Saved data entries
PR #293, opened 2019-03-04
Search respondents ui

owencjones:
# Motivation and Context
UI changes to allow searching of respondents by first name, last name, and email, rather than just by email.

# What has changed
* Views changed to include first name and last name fields,
* Search form separation for respondents and reporting units
* Added mock party controller to allow testing locally without party connection
* Added mock data for mock controller
* Added new results view page, with pagination
* Styling
* Created utils helper for respondent section of site
* Unit tests
* Added new UI tests to avoid adding non-functional tests to acceptance tests repo
* Added some tests for previously untested areas of code
* Updated to pattern library 2.0.0

# How to test?
* Run locally with `PARTY_FAKE_DATA` variable set to 1
* Confirm you can search respondents (you can't click through to a dummy respondent)
* Acceptance tests not yet addressed

# Links
https://trello.com/c/Mi1Zpw1l/707-us215-front-end-search-for-a-respondents-account-name-part-of-email-address-8

**When approved, don't merge - I need to merge acc tests at the same time**


config.py
```diff
@@ -109,6 +110,8 @@ class DevelopmentConfig(Config):
     PARTY_USERNAME = os.getenv('PARTY_USERNAME', 'admin')
     PARTY_PASSWORD = os.getenv('PARTY_PASSWORD', 'secret')
     PARTY_AUTH = (PARTY_USERNAME, PARTY_PASSWORD)
+    PARTY_FAKE_DATA = bool(os.getenv('FAKE_PARTY_DATA', False))
```
NickGrantONS: I'm not a fan of testing parameters making their way into production. Is there some way we can confine this only to the testing code?

response_operations_ui/controllers/mock_party_controller.py
```diff
@@ -0,0 +1,32 @@
+import json
+
+from flask import current_app as app
+
```
owencjones: So, for clarity, this is the file that replaces `party_controller.py` to allow UI-only tests to run without spinning up party or other dependencies.

The long term plan is that `party_controller` will become a class, and mock data will be handled in that, in a similar way to how party does it.  I'm adding a ticket to the backlog for that.

response_operations_ui/controllers/party_controller.py
```diff
@@ -125,6 +130,48 @@ def search_respondent_by_email(email):
     return response.json()
 
 
+def search_respondents(first_name, last_name, email_address, page=0):
+    if bool(os.environ.get('FAKE_PARTY_DATA', False)):
```
owencjones: Currently, this uses an environment variable to allow switching during session, but this would be replaced in later with test modes that don't affect the wider system.

tests/controllers/test_party_controller.py
```diff
@@ -0,0 +1,94 @@
+import unittest
+import mock
+from collections import namedtuple
+
+from response_operations_ui import create_app
+from response_operations_ui.controllers.party_controller import search_respondents, _get_search_respondents_url
+from response_operations_ui.exceptions.exceptions import SearchRespondentsException
+
```
owencjones: It worries me that `party_controller` didn't already have a test file.  This one only tests my code, but I'm adding a card to address this, as I think it's quite important.

tests/test_exceptions.py
```diff
@@ -0,0 +1,43 @@
+from collections import namedtuple
+
+import unittest
+from response_operations_ui.exceptions.exceptions import ApiError, InternalError, UpdateContactDetailsException,\
+    SearchRespondentsException
+
+fake_response = namedtuple('Response', 'url status_code text exception')
+
```
owencjones: Only one of the exceptions in the `exceptions.py` file is mine, however I added tests for all of them (except one which doesn't return anything at all) because it was an opportunity to do this.

tests/views/test_respondents.py
```diff
@@ -201,3 +108,74 @@ def test_change_respondent_status(self, mock_request):
                                     f"?tab=respondents&change_flag=ACTIVE",
                                     follow_redirects=True)
         self.assertEqual(response.status_code, 200)
+
```
owencjones: This is the UI style testing that I've added, it negates the need to mock large amounts of other functions, and allows you to run UI style tests, without including them in the acceptance test repo (acceptance tests and UI tests are different).

Included here as both testing for this, and also a useful talking point as to how we want to proceed - if we decide on a different direction, I'll swap it for something else.

config.py
owencjones: It's only in the `DevelopmentConfig` and `TestingConfig` classes - as are many other similar things, like the lines above.  I kind of agree with you, but the paradigm is already set that way I'd say.

I think there would be value in adding some safeguards to this though, to prevent setting of the flags that enable this in production and pre-prod?  Maybe a check for env vars that would only be set on a live instance?

tests/controllers/test_mock_party_controller.py
```diff
@@ -0,0 +1,161 @@
...
+    {'firstName': 'Hadleigh', 'lastName': 'Duffyn', 'emailAddress': 'hduffynl@buzzfeed.com'},
+    {'firstName': 'Kelby', 'lastName': 'Dimblebee', 'emailAddress': 'kdimblebeem@ask.com'},
+    {'firstName': 'Torrey', 'lastName': 'Palin', 'emailAddress': 'tpalinn@technorati.com'},
+    {'firstName': 'Malinde', 'lastName': 'Featley', 'emailAddress': 'mfeatleyo@oakley.com'},
+    {'firstName': 'Chico', 'lastName': 'Thrasher', 'emailAddress': 'cthrasherp@cbc.ca'},
+    {'firstName': 'Thorvald', 'lastName': 'Puleston', 'emailAddress': 'tpulestonq@latimes.com'},
+    {'firstName': 'Hendrick', 'lastName': 'Pollins', 'emailAddress': 'hpollinsr@sfgate.com'},
+    {'firstName': 'Lyn', 'lastName': 'MacGaughie', 'emailAddress': 'lmacgaughies@webnode.com'},
+    {'firstName': 'Patrick', 'lastName': 'Mothersdale', 'emailAddress': 'pmothersdalet@istockphoto.com'}
+]
```
ChristopherMShelton: is it worth sticking this in another file to reuse?

owencjones: At this stage, I don't think so, as it's only the data that this endpoint would return.  Wouldn't be difficult to if you're really keen on that happening though.

response_operations_ui/controllers/mock_party_controller.py
```diff
@@ -0,0 +1,32 @@
...
+def mock_search_respondents(first_name, last_name, email_address, page=1):
+    with open('response_operations_ui/data/mock_search_respondents_data.json', 'r') as json_data:
+        data = json.load(json_data)
+        limit = app.config['PARTY_RESPONDENTS_PER_PAGE']
+
+        chunk_range = range((len(data) + limit - 1) // limit)
+        data_by_surname = sorted(data, key=lambda dict: dict["lastName"].lower())
+        sorted_data = filter_json_by_passed_parameters(data_by_surname, first_name, last_name, email_address)
+        data_chunks = [sorted_data[i * limit:(i + 1) * limit] for i in chunk_range]
```
ChristopherMShelton: maybe add a short doc string just to say what this does, obvious enough if you know imo

tests/controllers/test_mock_party_controller.py
ChristopherMShelton: Nah that's fair enough, wasn't sure if we'd have any use for a block of account details for anything else

response_operations_ui/controllers/party_controller.py
NickGrantONS: again... not loving the test code in the production code

response_operations_ui/templates/respondent-search/search-respondents-results.html
```diff
@@ -0,0 +1,19 @@
...
+    <div class="grid">
+        <div class="grid__col col-12@l">
+            {% include 'respondent-search/_inline-form.html' %}
+    
+            <h2 class="u-fs-l">{{ respondent_count }} respondents found.</h2>
+            <h3 class="u-mb-m">Displaying <strong>{{ first_index }} - {{ last_index }}</strong> of <strong>{{ respondent_count }}</strong> </h3>
+    
+            {% if respondents %}{% include 'respondent-search/_table.html' %}{% endif %}
+
+            {% if respondent_count > 25 %}{% include 'respondent-search/_pagination.html' %}{% endif %}
```
NickGrantONS: probably shouldn't be hard-coded to `25`. This is a configurable parameter, isn't it?

response_operations_ui/views/respondents.py
```diff
@@ -14,22 +18,93 @@
...
+    form.email_address.data = email_address
+
+    party_response = party_controller.search_respondents(first_name, last_name, email_address, page)
+
+    respondents = party_response.get('data', [])
+    total_respondents_available = party_response.get('total', 0)
+
+    filtered_respondents = filter_respondents(respondents)
+
+    RESULTS_PER_PAGE = app.config["PARTY_RESPONDENTS_PER_PAGE"]
```
NickGrantONS: this is the constant that you should use in the place where you've got 25 hard-coded

tests/views/test_respondents.py
```diff
@@ -23,6 +24,9 @@
 iac_1 = 'jkbvyklkwj88'
 iac_2 = 'ljbgg3kgstr4'
 
+get_respondent_root = f'http://localhost:8085/party-api/v1/respondents/'
```
NickGrantONS: did you mean to leave `localhost:8085` hard-coded in here?

response_operations_ui/controllers/party_controller.py
insacuri: ^ This.  We've got this in secure_message and I hate it there also.  I really reallllly don't want that to be an accepted paradigm to put test code in classes that'll be used in production

config.py
```diff
@@ -109,6 +110,8 @@ class DevelopmentConfig(Config):
...
+    PARTY_RESPONDENTS_PER_PAGE = os.getenv('PARTY_RESPONDENTS_PER_PAGE', 25)
```
NickGrantONS: This looks like a dupe to me. See line 56

response_operations_ui/controllers/mock_party_controller.py
owencjones: Done. Mark resolved if you're happy

config.py
NickGrantONS: we should refactor so that real implementations can be swapped out with mock implementations, for testing, and separate the production config from the testing config

config.py
owencjones: It's a dupe to make future changes easier.  Most of the `DevelopmentConfig` members are dupes of `TestingConfig` that just make differences easier to note and make.

response_operations_ui/controllers/party_controller.py
```diff
@@ -125,6 +130,48 @@ def search_respondent_by_email(email):
...
+    kw_to_url_params = {
+        'first_name': 'firstName',
+        'last_name': 'lastName',
+        'email_address': 'email',
+        'page': 'page'
+    }
+
+    for resops_name, party_name in kw_to_url_params.items():
+        arg = kwargs.get(resops_name)
+        if arg and arg != '':
```
ryangrundy7: I don't think you need the `and arg != ''` part because `if arg` will be truthy if any value is passed in and if empty it should skip.

response_operations_ui/controllers/party_controller.py
```diff
@@ -125,6 +130,48 @@ def search_respondent_by_email(email):
...
+
+
+def _get_search_respondents_url(**kwargs):
+    url = f'{app.config["PARTY_URL"]}/party-api/v1/respondents?'
+
+    # Dict provides translation of variable names in response ops to url param names in party
+    kw_to_url_params = {
+        'first_name': 'firstName',
+        'last_name': 'lastName',
+        'email_address': 'email',
```
ryangrundy7: This needs to change from `email` to `emailAddress` otherwise you'll get a 400 from the party service

response_operations_ui/controllers/party_controller.py
```diff
@@ -125,6 +130,48 @@ def search_respondent_by_email(email):
...
+                                             first_name=first_name,
+                                             last_name=last_name,
+                                             email_address=email_address,
+                                             page=page)
+        data = response.json()
+
+    return data
+
+
+def _get_search_respondents_url(**kwargs):
```
insacuri: 2 things.  This should probably be called `_get_search_respondents_url` second.  requests.get has a params argument that should probably be used here instead of a function to insert the params into the url by hand

response_operations_ui/controllers/party_controller.py
```diff
@@ -125,6 +130,48 @@ def search_respondent_by_email(email):
...
+        logger.debug('Respondent Search: Using fake data for controller')
+        data = mock_search_respondents(first_name, last_name, email_address, page)
+    else:
+        url = _get_search_respondents_url(first_name=first_name,
+                                          last_name=last_name,
+                                          email_address=email_address,
+                                          page=page)
+        response = requests.get(url, auth=app.config['PARTY_AUTH'])
+        if response.status_code != 200:
+            raise SearchRespondentsException(response,
```
insacuri: Is a new exception type necessary?  These details will be in the url (via parameters), so an APIError is probably more correct to throw here.

response_operations_ui/forms.py
```diff
@@ -45,6 +45,30 @@ class SecureMessageForm(FlaskForm):
...
+    page = HiddenField('page')
+    submit = SubmitField('Search')
+
+    def validate(form):
+        first_name = form.first_name.data or ''
+        last_name = form.last_name.data or ''
+        email_address = form.email_address.data or ''
+        source = form.source.data or 'home'
+
+        if not (len(first_name) > 0 or len(last_name) > 0 or len(email_address) > 0):
```
insacuri: Can this be rewritten `if not first_name or last_name or email_address:` I think empty values are false

response_operations_ui/forms.py
```diff
@@ -45,6 +45,30 @@ class SecureMessageForm(FlaskForm):
...
+            return False
+
+        if source != 'home' and source != 'results':
+            return False
+
+        if first_name != '' or last_name != '' or email_address != '':
```
insacuri: Is this needed?  The top one covers this doesn't it, and an absence of a false value is valid right?  or is there something I've forgotten?

response_operations_ui/templates/respondent-search/_table.html
```diff
@@ -0,0 +1,24 @@
...
+        {% for respondent in respondents %}
+        <tr>
+            <td>
+                <a href="{{ respondent.href }}">{{ respondent.name }}</a>
+            </td>
+            <td>
+                {{ respondent.email }}
+            </td>
+            <td>
+                <span class="status status--small {{ respondent.status_class }}">{{ respondent.status | title }}</span>
```
insacuri: This is one for someone else,  is it correct to have display/css knowledge in the code?  My gut says no, but I don't know what would be better.  Maybe a partial?  That seems like a lot to just cleanly sort out the classes on a tag.

response_operations_ui/views/respondents.py
```diff
@@ -14,22 +18,93 @@
...
+    query_string = urlencode({
+        'email_address': form.email_address.data or '',
+        'first_name': form.first_name.data or '',
+        'last_name': form.last_name.data or '',
+        'source': source,
+        'page': page
+    })
+
+    if not form_valid:
+        redirect_url = url_for('respondent_bp.respondent_home')
```
insacuri: No need for the final return.  Just do it here `return redirect(url_for('respondent_bp.respondent_home'))`

response_operations_ui/views/respondents.py
```diff
@@ -14,22 +18,93 @@
...
+    else:
+        redirect_url = urljoin(url_for('respondent_bp.respondent_search'), '?' + query_string)
```
insacuri: url_for allows for parameters to be added.  https://stackoverflow.com/questions/7478366/create-dynamic-urls-in-flask-with-url-for 

It's better to do it all here instead of constructing parameter strings yourself (this is true in almost every instance I think, any tool that deals with urls will usually have its own inbuilt way to pass parameters).
Additionally, if the form isn't valid then it does a bunch of stuff it doesn't need to do.  The code should be something like 
```python
if not form_valid:
    #do all the invalid stuff
else:
    return redirect(url_for('respondent_bp.respondent_home'))
```

config.py
owencjones: Done. On it's way in

response_operations_ui/templates/respondent-search/search-respondents-results.html
owencjones: Good catch.

response_operations_ui/views/respondents.py
owencjones: I feel like I could've worked this out, but ta!

tests/views/test_respondents.py
owencjones: Yeah, it's not a problem in this context.

response_operations_ui/controllers/party_controller.py
owencjones: Done in next push

response_operations_ui/controllers/party_controller.py
owencjones: Done in next push

response_operations_ui/controllers/party_controller.py
owencjones: The new exception type allows me to include data I otherwise couldn't - namely the source and email address tried to search.  This seems like it _might_ make debugging easier.

Also follows the convention of other new exceptions, like `UpdateContactDetailsException`

response_operations_ui/controllers/party_controller.py
owencjones: > This should probably be called `_get_search_respondents_url`
I'm confused.   That _is_ what it's called.

Regarding the keywords, do you feel particularly strongly about it?  I'd like to move this on quickly if poss, and this works.

response_operations_ui/forms.py
owencjones: Done in the next commit

response_operations_ui/forms.py
owencjones: I think you're right yeah

response_operations_ui/templates/respondent-search/_table.html
owencjones: Myself, I would say this is right.  The class determination logic isn't in the code, so I have separated concerns.

response_operations_ui/views/respondents.py
owencjones: done in next commit

response_operations_ui/views/respondents.py
owencjones: Refactored in next commit

response_operations_ui/views/respondents.py
```diff
@@ -14,22 +18,93 @@
...
+    respondents = party_response.get('data', [])
+    total_respondents_available = party_response.get('total', 0)
+
+    filtered_respondents = filter_respondents(respondents)
+
+    RESULTS_PER_PAGE = app.config["PARTY_RESPONDENTS_PER_PAGE"]
+
+    offset = (int(page) - 1) * RESULTS_PER_PAGE
+
+    first_index = 1 + offset
```
insacuri: You're only using both of these variables once, might as well inline them in the render_template below

response_operations_ui/views/respondents.py
```diff
@@ -14,22 +18,93 @@
...
+@respondent_bp.route('/search')
+@respondent_bp.route('/search/', methods=['GET'])
 @login_required
 def respondent_search():
-    form = SearchForm()
-    breadcrumbs = [{"title": "Respondents"}]
-    response = None
+    breadcrumbs = [{"title": "Respondents"}, {"title": "Search"}]
+
+    args = get_controller_args_from_request(request)
```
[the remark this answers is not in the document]
owencjones: I've pulled it out in the next push

response_operations_ui/controllers/party_controller.py
```diff
@@ -125,6 +127,44 @@ def search_respondent_by_email(email):
...
+        'first_name': 'firstName',
+        'last_name': 'lastName',
+        'email_address': 'emailAddress',
+        'page': 'page'
+    }
+
+    for resops_name, party_name in kw_to_url_params.items():
+        arg = kwargs.get(resops_name)
+        if arg:
+            url += f'{party_name}={arg}&'
```
NickGrantONS: This looks vulnerable to an injection attack to me

response_operations_ui/views/respondents.py
owencjones: Removed in next push

response_operations_ui/controllers/party_controller.py
owencjones: That depends on whether the service the url is calling is sanitising it's inputs - I'm told it is.

Either way, I can sanitise this, but the service will remain open to attach itself.

config.py
```diff
@@ -109,6 +110,7 @@ class DevelopmentConfig(Config):
     PARTY_USERNAME = os.getenv('PARTY_USERNAME', 'admin')
     PARTY_PASSWORD = os.getenv('PARTY_PASSWORD', 'secret')
     PARTY_AUTH = (PARTY_USERNAME, PARTY_PASSWORD)
+    PARTY_RESPONDENTS_PER_PAGE = os.getenv('PARTY_RESPONDENTS_PER_PAGE', 25)
```
insacuri: If it's defined above then you don't need to define it a second time right?

response_operations_ui/common/respondent_utils.py
```diff
@@ -0,0 +1,34 @@
...
+        try:
+            filtered_respondents.append({
+                'href': '/respondent-details/' + str(respondent['id']),
+                'name': respondent['firstName'] + ' ' + respondent['lastName'],
+                'email': respondent['emailAddress'],
+                'status': status_enum_to_string(respondent['status']),
+                'status_class': status_enum_to_class(respondent['status'])
+            })
+        except KeyError:
+            return []
```
insacuri: Looking at this again, this should probably change.  If any single one of the respondents has something wrong with it, then you get nothing back.   Is there a way we can gracefully degrade this?  Maybe with empty fields or  'Not found' values?  At the minimum a log line should happen if we're going to return nothing.

response_operations_ui/controllers/party_controller.py
insacuri: I copied it then forgot to change it.... I was going to suggest `_build_search_respondents_url` because it is building it

insacuri: And for the 2nd thing, I get you want to move quickly, but with this we have another function that we have to maintain, and fix problems with if we find any; meanwhile, we have a tool that's been tested a ton and definitely works.
Less code means there's less stuff that can break

response_operations_ui/forms.py
```diff
@@ -45,6 +45,29 @@ class SecureMessageForm(FlaskForm):
...
+    def validate(form):
+        first_name = form.first_name.data or ''
+        last_name = form.last_name.data or ''
+        email_address = form.email_address.data or ''
+        source = form.source.data or 'home'
+
+        if not (first_name or last_name or email_address):
+            return False
+
+        if source != 'home' and source != 'results':
```
insacuri: Can be rewritten to `if source not in ['home', 'results']:` tidier and easier to add to in future if we need to

config.py
owencjones: You don't, but everything else seemed to be.  Removed it now.

response_operations_ui/templates/respondent-search/_inline-form.html
```diff
@@ -0,0 +1,23 @@
+<form action="{{ url_for('respondent_bp.search_redirect') }}" method="post" class="u-mt-l">
```
insacuri: Why do some of the files in here start with underscore?  I can't find another example of that anywhere else

response_operations_ui/templates/respondent-search/_table.html
insacuri: That was my point, I was unsure whether the code should know about styles?  My gut says style information should live within the template, but the way you've done it looks so reasonable, which is why I asked the question.

response_operations_ui/common/respondent_utils.py
owencjones: That was the intention, but I don't really know the chances of getting data back with poor integrity.  I think on reflection I'll switch it to just not add the entry and log that it was skipped, so we still get the rest of the list.

response_operations_ui/forms.py
owencjones: On the way in.

response_operations_ui/templates/respondent-search/_inline-form.html
owencjones: Templates that are parts of a page, rather than a page itself begin with an underscore in this.  Didn't realise that that convention hasn't been followed elsewhere.

Can convert them back if need be?

response_operations_ui/common/respondent_utils.py
```diff
@@ -0,0 +1,34 @@
...
+
+
+def status_enum_to_class(status):
+    dict = {
+        'ACTIVE': 'status--success',
+        'CREATED': 'status--info',
+        'SUSPENDED': 'status--warning',
+        'LOCKED': 'status--dead'
+    }
+    return dict.get(status, None)
```
insacuri: 2 minor things, the variable name dict should probably be something else; whilst it's a keyword, there are other uses for that word that have semantic meaning so I try to steer away from it where possible.
Second thing, no need to define None as the default as that's what it defaults too already.

insacuri: This comment applies to the other one too

response_operations_ui/common/respondent_utils.py
insacuri: That's fair.  In the past there was a ton of 'we didn't get what we wanted perfectly?  500 error'.  Which makes developing pretty miserable in places.  I think graceful degradation is preferable where ever possible to not blast users out of their journey

response_operations_ui/common/respondent_utils.py
```diff
@@ -0,0 +1,41 @@
...
+        try:
+            filtered_respondents.append({
+                'href': '/respondent-details/' + str(respondent['id']),
+                'name': respondent['firstName'] + ' ' + respondent['lastName'],
+                'email': respondent['emailAddress'],
+                'status': status_enum_to_string(respondent['status']),
+                'status_class': status_enum_to_class(respondent['status'])
+            })
+        except KeyError:
+            logger.debug(f'Could not add respondent to retrieved list, as data structure was not that expected.',
```
insacuri: You're going to hate me, but we shouldn't be logging any personal information.  For this, at most, we should be logging the respondent id.  There shouldn't be any names/email addresses in the logs, which could potentially happen for this.

owencjones: NP, fair point

response_operations_ui/controllers/party_controller.py
owencjones: So, you want to remove the function entirely?

response_operations_ui/templates/respondent-search/_inline-form.html
insacuri: I think changing them is best. If we find they're confusing or whatever, then we can fix that how we want down the line.  It looks like the collection_exercise section of the templates has done the same in putting all the bits in the same place as the main template.  I think it's better to be consistent than right for this.

response_operations_ui/common/respondent_utils.py
```diff
@@ -0,0 +1,40 @@
...
+
+
+def status_enum_to_string(status):
+    enum_lookup = {
+        'ACTIVE': 'Active',
+        'CREATED': 'Created',
+        'SUSPENDED': 'Suspended',
+        'LOCKED': 'Locked'
+    }
+    return enum_lookup.get(status, None)
```
insacuri: These defaults need to be removed still

response_operations_ui/controllers/party_controller.py
insacuri: Yes. Just create a list of parameters (I think request.get takes a list of params as an arguement... or maybe it's a dict...) and pass that into the request.get call.  It'll bloat that function a tiny bit but it won't be much.

owencjones: Done. YAGNI

response_operations_ui/templates/respondent-search/_table.html
owencjones: I see what you mean there - my take on it is that I prefer the logic in the view rather than the template itself.

I suppose there could be a middle ground of the class translator in a Jinja2 macro, but unless you feel strongly about it, I'd rather not.

response_operations_ui/controllers/party_controller.py
owencjones: Function removed now anyway.

response_operations_ui/templates/respondent-search/_inline-form.html
owencjones: Yeah all done, easy enough with autorefactor.

response_operations_ui/common/respondent_utils.py
owencjones: Changed to `enum_lookup`.

response_operations_ui/common/respondent_utils.py
owencjones: 🤦‍♂️

owencjones: Done now.

response_operations_ui/views/respondents.py
```diff
@@ -14,22 +17,84 @@
...
+    return redirect(url_for('respondent_bp.respondent_search',
+                            email_address=form.email_address.data or '',
+                            first_name=form.first_name.data or '',
+                            last_name=form.last_name.data or '',
+                            source=source,
+                            page=page))
+
+
+@respondent_bp.route('/search')
+@respondent_bp.route('/search/', methods=['GET'])
```
insacuri: These 2 lines should become just:
`@respondent_bp.route('/search', methods=['GET'])`

because you get urls that look like `<host>/respondents/search/?email_address=&first_name=Person&last_name=&page=1` otherwise

response_operations_ui/views/respondents.py
```diff
@@ -14,22 +17,78 @@
...
+    form.email_address.data = email_address
+
+    party_response = party_controller.search_respondents(first_name, last_name, email_address, page)
+
+    respondents = party_response.get('data', [])
+    total_respondents_available = party_response.get('total', 0)
+
+    filtered_respondents = filter_respondents(respondents)
+
+    RESULTS_PER_PAGE = app.config["PARTY_RESPONDENTS_PER_PAGE"]
```
insacuri: More minor stuff, this shouldn't be uppercased as no other variables we use are uppercased (even if the config item is)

What you have to do: Where a line of the data above includes the string "their", pull it out.

Solution to this problem:
NickGrantONS: I'm not a fan of testing parameters making their way into production. Is there some way we can confine this only to the testing code?
insacuri: That's fair.  In the past there was a ton of 'we didn't get what we wanted perfectly?  500 error'.  Which makes developing pretty miserable in places.  I think graceful degradation is preferable where ever possible to not blast users out of their journey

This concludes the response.